[INFORMATION PROVIDED]
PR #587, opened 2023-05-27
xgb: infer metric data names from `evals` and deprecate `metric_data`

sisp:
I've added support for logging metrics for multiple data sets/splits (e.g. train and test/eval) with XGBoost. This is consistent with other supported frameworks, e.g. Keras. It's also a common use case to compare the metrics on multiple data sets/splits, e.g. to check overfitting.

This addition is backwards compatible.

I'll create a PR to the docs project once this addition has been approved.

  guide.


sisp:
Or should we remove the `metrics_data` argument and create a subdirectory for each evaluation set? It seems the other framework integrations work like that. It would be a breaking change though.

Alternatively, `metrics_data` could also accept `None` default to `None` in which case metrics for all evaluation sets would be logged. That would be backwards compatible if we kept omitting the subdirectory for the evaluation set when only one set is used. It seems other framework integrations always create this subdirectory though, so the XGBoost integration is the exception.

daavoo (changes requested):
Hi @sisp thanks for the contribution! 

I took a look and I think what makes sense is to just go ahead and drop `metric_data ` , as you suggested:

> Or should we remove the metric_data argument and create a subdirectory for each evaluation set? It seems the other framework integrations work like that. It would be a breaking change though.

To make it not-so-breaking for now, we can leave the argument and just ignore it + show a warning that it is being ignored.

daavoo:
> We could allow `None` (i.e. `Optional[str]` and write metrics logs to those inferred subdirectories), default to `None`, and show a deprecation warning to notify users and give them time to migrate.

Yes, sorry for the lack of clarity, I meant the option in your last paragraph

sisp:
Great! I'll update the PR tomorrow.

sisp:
==
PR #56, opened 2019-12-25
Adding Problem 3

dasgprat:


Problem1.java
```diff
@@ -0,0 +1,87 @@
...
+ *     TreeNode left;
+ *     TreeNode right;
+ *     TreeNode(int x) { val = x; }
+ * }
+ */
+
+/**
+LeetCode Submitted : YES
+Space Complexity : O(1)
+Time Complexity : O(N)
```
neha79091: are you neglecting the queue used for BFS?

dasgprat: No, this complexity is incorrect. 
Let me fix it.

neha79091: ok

[WHAT THIS TASK INVOLVES]
Copy the records above exactly, beginning at the line that contains "is the exception." and stopping after the line that contains "Hi @sisp thanks for the contribution!".

[THE ANSWER]
Alternatively, `metrics_data` could also accept `None` default to `None` in which case metrics for all evaluation sets would be logged. That would be backwards compatible if we kept omitting the subdirectory for the evaluation set when only one set is used. It seems other framework integrations always create this subdirectory though, so the XGBoost integration is the exception.

daavoo (changes requested):
Hi @sisp thanks for the contribution! 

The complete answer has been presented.